Trump Urges People to Get the ‘Great’ COVID-19 Vaccine

Former President Donald Trump encouraged the public to get a COVID-19 vaccine—and noted that a lot of people who are hesitant about getting vaccinated are his own supporters.

Trump quietly received a COVID-19 vaccine in January, CNN reported, and said he “would recommend it” in a Fox News interview this week. “And I would recommend it to a lot of people that don’t want to get it, and a lot of those people voted for me, frankly,” he continued. “We have our freedoms and we have to live by that and I agree with that also,” Trump said. “But it’s a great vaccine, it’s a safe vaccine, and it’s something that works.”

Although he doesn’t name it specifically, Trump is likely talking about the Pfizer/BioNTech vaccine, which was authorized in December 2020. This is now one of three vaccines that the Food and Drug Administration (FDA) has authorized for emergency use, including one from Moderna and one from Johnson & Johnson in addition to the Pfizer vaccine.

While Trump’s pro-vaccine message is a welcome one, it’s important to point out how damaging his (and his larger administration’s) overall response to the pandemic was—and continues to be. Trump knew just how deadly the coronavirus was over a year ago, according to recordings published by the Washington Post, and admitted to downplaying the risks in public. He used racist rhetoric to refer to the coronavirus as recently as this Tuesday, Newsweek reports, which happened to be the same day that a white man shot and killed eight people, including six Asian women, in Atlanta.

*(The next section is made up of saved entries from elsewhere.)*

PR #6355, opened 2023-12-08
fix: mark torrent as changed when setting location

### LINKED ISSUE #5996: change torrent location does not trigger 'recently-active'
### What is the issue?

Logging this quickly, will try to followup with more details.

In Tr3, any change to torrent location (via RPC either "torrent-set" or "torrent-set-location") would trigger an update such that "torrent-get(recently-active)" would reveal the new location.  In Tr4 this is no longer true; only an explicit torrent-get(ids) will reveal the updated location.

transmission-daemon

4.0.4

### LINKED ISSUE #6352: Webclient does not show correct download directory for torrents that have been moved
### What is the issue?

I think this bug has similar origins as https://github.com/transmission/transmission/issues/6330 .

Expected behaviour:
When using Set Location... in the webclient, the torrent is moved to another location. After all the files have been moved, when you open that dialog again, you should see the new location.

Observed behaviour:
After all the files have been moved and opening the dialog again, you still see the old location. The location is updated when you refresh the webclient.

Web client

Transmission 4.1.0-dev bcc81f61c0

tearfur:
Fixes #5996
Fixes #6352

Notes: Fixed `4.0.0` bugs where some RPC methods don't put torrents in `recently-active` anymore.

### DIFF
--- a/libtransmission/torrent.cc
+++ b/libtransmission/torrent.cc
@@ -2245,6 +2245,7 @@ size_t tr_torrentFindFileToBuf(tr_torrent const* tor, tr_file_index_t file_num, 
 void tr_torrent::set_download_dir(std::string_view path, bool is_new_torrent)
 {
     download_dir_ = path;
+    mark_changed();
     mark_edited();
     set_dirty();
     refresh_current_dir();


ckerr:
alpine CI failure is unrelated to PR, but is valid and should be fixed separately.

It appears to be https://github.com/fmtlib/fmt/issues/3533 where gcc 13 gives an incorrect memmove warning. Today's alpine command `apk add g++` installs

> (40/77) Installing gcc (13.2.1_git20231014-r0)

where yesterday's green runs were getting

> (40/76) Installing gcc (12.2.1_git20220924-r10)

reardonia:
Not sure what happened but think it's related: Start/Stop is now no longer marking torrent as changed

And in this new Fox interview, Trump took full credit for the vaccine, saying that, without him and the government’s Operation Warp Speed, it would have taken “many, many” years to get a COVID-19 vaccine. In reality, while Pfizer partnered with Warp Speed to scale up the manufacturing and distribution of the vaccine, the company did not receive any assistance from the government during the development process.

Throughout the pandemic, Trump’s rhetoric has encouraged anti-Asian violence and hate crimes. It’s also made it more difficult for the U.S. to contain the pandemic because basic public health measures, like social distancing and wearing masks, became highly politicized, Anthony Fauci, M.D., director of the National Institute of Allergy and Infectious Disease, said in a recent interview. Considering how significantly Trump through his words and actions exacerbated the pandemic’s deadly toll on the country, his comments encouraging followers to get the vaccine seem like the very (very) least he could do.